▸ YOUR GOAL:
Go through the entries and count the lines with the string "fraszczakszymon" in them. Give only that number.
STUDY MATERIAL: Begin
PR #16068, opened 2018-09-20
PLATFORM-3661: handle wikia and fandom domains on dev

themech:
Distinguish between fandom and wikia domains on devboxes (to fix fandom-dev redirects and to make it more prod-like).
After this change, only wikis with `fandom.com` in the `city_url` will be available under the `fandom-dev.(pl|us)` domain. Also redirects between fandom-dev and wikia-dev will work, given a wikis has both domains configured in the `city_domains` table.

### DIFF
--- a/includes/wikia/tests/UrlHelpersTest.php
+++ b/includes/wikia/tests/UrlHelpersTest.php
@@ -1,0 +1,28 @@
+<?php
+
+class UrlHelpersTest extends WikiaBaseTest {
+
+	/**
+	 * @dataProvider normalizeHostDataProvider
+	 */
+	public function testNormalizeHost( $environment, $host, $expected ) {
+		$this->mockEnvironment( $environment );
+		$url = wfNormalizeHost( $host );
+		$this->assertEquals( $expected, $url );
+	}
+
+	public function normalizeHostDataProvider() {
+		return [
+			[
+				'env' => WIKIA_ENV_DEV,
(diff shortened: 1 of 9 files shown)


includes/wikia/tests/UrlHelpersTest.php
```diff
@@ -0,0 +1,28 @@
...
+		return [
+			[
+				'env' => WIKIA_ENV_DEV,
+				'url' => 'http://muppet.' . static::MOCK_DEV_NAME . '.wikia-dev.us',
+				'expected' => 'http://muppet.wikia.com'
+			],
+			[
+				'env' => WIKIA_ENV_DEV,
+				'url' => 'http://muppet.' . static::MOCK_DEV_NAME . '.fandom-dev.us',
+				'expected' => 'http://muppet.fandom.com'
```
rogatty: There is no http without s in fandom.com :lock:

rogatty (approved):

harnash (approved):

includes/wikia/tests/UrlHelpersTest.php
themech: 👍 https://github.com/Wikia/app/pull/16068/commits/f4985582c5c63580bd3ca401f79e5fc7c5758949

sczerwinski-wikia:
It was merged to devfandom branch, which has already been merged so I'll close this PR

PR #16070, opened 2018-09-20
ADEN-7677 Adding timeOut for prebid bidding

dmnsobczak:


fraszczakszymon:
Isn't this issue related to this part of code:
https://github.com/Wikia/app/blob/dev/extensions/wikia/ArticleVideo/scripts/featured-video.jwplayer.instant.js#L121
?
If user has disabled ads we don't need to run bidders/workaround it with special timeout. Am I wrong?

dmnsobczak:
Discussed on Slack. Changes applied.

fraszczakszymon (approved):

PR #16076, opened 2018-09-21
PLATFORM-3693 | wgEnableHTTPSForAnons no longer needed for fandom.com

rogatty:
https://wikia-inc.atlassian.net/browse/PLATFORM-3693

`.fandom.com` wikis will use HTTPS for everyone, no matter the value of `wgEnableHTTPSForAnons`.

@Wikia/core-platform-team


includes/wikia/GlobalFunctions.php
```diff
@@ -1557,3 +1557,12 @@ function wfGetBaseDomainForHost( $host ) {
 
 	return $wgWikiaBaseDomain;
 }
+
+function wfDoesURLHaveFandomDomain( string $url ): bool {
+	global $wgFandomBaseDomain;
+
+	$host = parse_url( $url, PHP_URL_HOST );
+	$host = WikiFactory::normalizeHost( $host );
```
rogatty: If https://github.com/Wikia/app/pull/16068 gets merged first, this should be updated as the `normalizeHost` method is going to be moved out of `WikiFactory` class by @themech

includes/wikia/GlobalFunctions.php
```diff
@@ -1557,3 +1557,17 @@ function wfGetBaseDomainForHost( $host ) {
...
+function wfDoesURLHaveFandomDomain( $url ): bool {
+	global $wgFandomBaseDomain;
+
+	// e.g. not existing wikis
+	if ( empty( $url ) ) {
+		return false;
+	}
+
+	$host = parse_url( $url, PHP_URL_HOST );
+	$host = WikiFactory::normalizeHost( $host );
```
rogatty: If https://github.com/Wikia/app/pull/16068 gets merged first, this should be updated as the `normalizeHost` method is going to be moved out of `WikiFactory` class by @themech

includes/wikia/GlobalFunctions.php
```diff
@@ -1557,3 +1557,17 @@ function wfGetBaseDomainForHost( $host ) {
...
+
+function wfDoesURLHaveFandomDomain( $url ): bool {
+	global $wgFandomBaseDomain;
+
+	// e.g. not existing wikis
+	if ( empty( $url ) ) {
+		return false;
+	}
+
+	$host = parse_url( $url, PHP_URL_HOST );
```
harnash: `$host` can be `false`

includes/wikia/GlobalFunctions.php
```diff
@@ -1557,3 +1557,17 @@ function wfGetBaseDomainForHost( $host ) {
...
+	$host = WikiFactory::normalizeHost( $host );
+
+	return wfGetBaseDomainForHost( $host ) === $wgFandomBaseDomain;
```
harnash: This might not work for dev environment. For example `normalizeHost()` will return `fandom-dev.us` then `wfGetBaseDomainForHost()` will return `wikia.com` which will be not the same as `$wgFandomBaseDomain`.

harnash (changes requested):

includes/wikia/GlobalFunctions.php
rogatty: `normalizeHost()` won't return `fandom-dev.us`, @themech fixed it in https://github.com/Wikia/app/pull/16068

includes/wikia/GlobalFunctions.php
rogatty: I moved the check in https://github.com/Wikia/app/pull/16076/commits/6a0e895d0637680f6827608e26306b4ecb5d6e01

includes/wikia/GlobalFunctions.php
themech: 👍

includes/wikia/GlobalFunctions.php
```diff
@@ -1557,3 +1557,18 @@ function wfGetBaseDomainForHost( $host ) {
...
+	global $wgFandomBaseDomain;
+
+	$host = parse_url( $url, PHP_URL_HOST );
+
+	// e.g. not existing wikis
+	if ( empty( $host ) ) {
+		return false;
+	}
+
+	$host = WikiFactory::normalizeHost( $host );
```
rogatty: If https://github.com/Wikia/app/pull/16068 gets merged first, this should be updated as the `normalizeHost` method will be moved out of `WikiFactory` class.

includes/wikia/GlobalFunctions.php
```diff
@@ -1557,3 +1557,18 @@ function wfGetBaseDomainForHost( $host ) {
 
 	return $wgWikiaBaseDomain;
 }
+
+function wfDoesURLHaveFandomDomain( $url ): bool {
```
themech: short comment about what this method does and that it should work on all env would be nice.
+ maybe renaming it to something like `wfIsFadomUrl`.

rogatty: `wfIsFandomUrl` was my first idea but I think the current name is better because it doesn't need the explanation, it just checks if the url has a fandom domain :man_shrugging: The fact that it works on all envs should be obvious, no? I'd add `TODO` if it didn't :wink:

themech (approved):

includes/wikia/GlobalFunctions.php
```diff
@@ -1557,3 +1557,28 @@ function wfGetBaseDomainForHost( $host ) {
...
+ * Returns true for URLs with fandom domain, some examples:
+ * - https://starwars.fandom.com/wiki/Yoda
+ * - starwars.fandom.com/wiki/Yoda
+ * - starwars.fandom-dev.pl/
+ * - starwars.fandom-dev.us
+ *
+ * @param $url
+ * @return bool
+ */
+function wfDoesURLHaveFandomDomain( $url ): bool {
```
Grunny: One thought here, what do you think of renaming this method to something like `wfForceHttpsForURL` or something similar? My thinking is this is the intent of the method, and decouples it from a specific domain/implementation.

rogatty: @Grunny I think you misclicked or misspelled, this method is not about forcing HTTPS at all.

Grunny: This method itself isn't, but everywhere it's used is, right? It's used in place of `wgEnableHTTPSForAnons`. What I'm thinking is that this method name should be decoupled from the fandom.com domain implementation, so if we enabled HTTPS by default on any other domains in the future, we don't need to change all these method calls or add extra checks, but instead just add the domains to the implementation of this method with a name like `wfHttpsEnabledForURL`. There may be a use for `wfDoesURLHaveFandomDomain` separately in the future, which could be used by `wfHttpsEnabledForURL`, but right now we only need to know if HTTPS is enabled by default for the URL. What do you think?

rogatty: I see. It'll be similar to `wfHttpsAllowedForURL` but I think it makes sense :+1: Updated in https://github.com/Wikia/app/pull/16076/commits/39269b4aec40657e0907b12a01d39871d75edffb

Grunny (approved):

PR #16078, opened 2018-09-24
ADEN-7702 Introduce the idea of firstCallSlots and secondCallSlots.

jacekbj:
The idea:
* we can configure which slots should be queried in the first call
* we can disable BTF slots


extensions/wikia/AdEngine/js/provider/directGpt.js
```diff
@@ -19,7 +19,8 @@ define('ext.wikia.adEngine.provider.directGpt', [
 		sraEnabled = !context.opts.disableSra,
 		atfSlots = [
 			'TOP_LEADERBOARD',
-			'GPT_FLUSH'
+			'GPT_FLUSH',
+			'TOP_RIGHT_BOXAD'
```
fraszczakszymon: It breaks non-SRA, isn't it?

jacekbj: It does not. SRA added `TOP_RIGHT_BOXAD` to atfSlots. Now it does not since it's already there.

extensions/wikia/AdEngine/js/provider/btfBlocker.js
```diff
@@ -69,32 +64,54 @@ define('ext.wikia.adEngine.provider.btfBlocker', [
...
+			}
+
+			// ATF slots are always called in second call if not called in first
+			if (config.atfSlots) {
+				config.atfSlots
+				// remove slot already called in first call
+				.filter(function(slotName) {
+					return config.firstCallSlots.indexOf(slotName) === -1;
+				})
+				// unblock slot
```
fraszczakszymon, line 89: What about unblocking BTF slots?

jacekbj: I really dislike the idea of variable `unblockedSlots`. Why not set the property `disabled` in slot config instead? What do you think about that?

jacekbj: I deleted the previous comment even though it was right :)
So:
ATF slots are added to `unblockedSlots` to make sure they're always used.
BTF slots will be used if `isSecondCallEnabled()` returns value `true` https://github.com/Wikia/app/blob/ADEN-7702/extensions/wikia/AdEngine/js/provider/btfBlocker.js#L55

fraszczakszymon: Got it 👍

fraszczakszymon (approved):

PR #16086, opened 2018-09-24
SRE-103 | Optimize MW Rabbit resources usage

mszabo-wikia:
We use Rabbit extensively in our MW write operations to publish various updates and background tasks. Currently there's no centralized way to acquire a Rabbit channel or connection so we are pretty wasteful with resources here—we can create as many as 20 connections and channels during the course of a write operation.

What's changed:
* there's now a centralized gateway, the `ConnectionManager` which is a one stop shop to acquire a Rabbit channel for publishing messages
STUDY MATERIAL: End
▸ YOUR RESPONSE:
6